* **Description of the task**
In the lines below, count those containing the word "ComfyUI" and give the number alone.

── Dataset records ──

PR #2015, opened 2023-12-05
(Studio 1.0): Merge LoRA Selection Boxes, add a LoRA Strength parameter, and LoRA alpha calculation fixes

one-lithe-rune:
### Motivation

When I was doing the A1111 API compatibility work, I noticed that we were taking the `use_lora` argument, splitting it into a `use_lora` and `hf_lora_id`, that was reflected in the UI, and then when it came to do the generation we combined these back together to end up with what `use_lora` had originally.

So since gradio now allows dropdowns allow entry of non-list value and has for a while, I embarked changing the UI to remove this silliness. But whilst doing that, and working on the LoRA tags display PR, I ran a bunch of txt2img with LoRA applied, and noticed that some LoRAs just gave noise, and other looked like the were being applied much to strongly compared with the images with a similar strength on Civitai. 

Since I *thought* this was down to the hardcoded strength/alpha value in the code, I decided to add setting the strength in the UI too. 

And then once I did that, I then compared the output to ComfyUI, and though I don't expect to the exact same image in Shark, the LoRAs giving just noise in Shark worked fine there, and Shark still looked like overcooking a lot of the others.

TL;DR lots of stuff in LoRA-land was bad and broken. This hopefully much less broken even though I think things are still fairly ugly.

### Changes (so far)

* Merges LoRA selection in the UI into a single selection, rather than one for LoRAs under ./models and another for Hugging Face Id.
* Add LoRA strength to UI, and pipeline parameters.
* Use LoRA embedded alpha values and up tensor dimension * LoRA strength for final alpha when applying LoRA weights rather than a hardcoded value of 0.75. This seems to be how the Koyha scripts are doing it, and this cleanups the pure noise LoRAs for me and brings the look much more inline with ComfyUI.

### ToDo

- [x] Fix scheduler selection (broken by rebase on current main, I think, although main itself is fine).
- [x] Add command line parameter for LoRA strength.
- [ ] Attempt switch to Diffusers to load the LoRA rather than going through our custom ProcessLoRA function. (may not work, existing codepath that tries this doesn't seem to).
- [x] Include LoRA weight in metadata info and PNG import.
- ~[ ] Manual smoke test of generation with LoRA on each non-SDXL UI tab.~ Needs merge of #2024 for this to be practical
- [x] Allow selection LoRA strength above 1.0. Though this is officially out of range, the previous implementation was effectively setting strength higher than this for some LoRAs, so if you want the same level of effect now for those, you'll need to push higher.

### Problems/Concerns

* LoRA strength is baked into the .vmfb currently, and as such I've reflected that in the .vmfb naming. Having to build a set of .vmfbs when you change the LoRA strength to a value not used before is an obvious pain-point.
* We seem to be running through the codepath updating the model with the LoRA weights even when we're loading up an existing .vmfb. This seems strange, but I'm pretty sure it's not something I've introduced. 
* I'm still not 100% sure I have alpha calculation correct, the results look much much more similar to what ComfyUI is giving me, but...
* Everything is still ending up in ProcessLoRA which is the *exception* path for when one style of Diffusers loading breaks.

### Obvious Future Work, that I won't be doing on this PR

* Multiple-LoRA
* Any changes needed for SDXL LoRA
* Lycoris


one-lithe-rune:
Re-targeted PR to SHARK-1.0 branch.

PR #2025, opened 2023-12-06
Many UI fixes and controlnet impovements

monorimet:
- resizing tweaks so images resized to slider settings
- scheduler list tweaks
- controlnet-specific UI fixes and quality fixes


dan-garvey (dismissed):
only cause its old stuff = P

PR #2027, opened 2023-12-07
Fix stencil pipline to use input image

gpetters94:
We've apparently been doing txt2img with stencils instead of img2img with stencils this entire time.


monorimet (approved):
Thanks.

PR #2034, opened 2023-12-12
Studio2/SD: Use more correct LoRA alpha calculation

one-lithe-rune:
### Motivation

Better to make sure Studio2 has these fixes as we go, rather than port them across at a later date.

───

* **Answer for the task**
3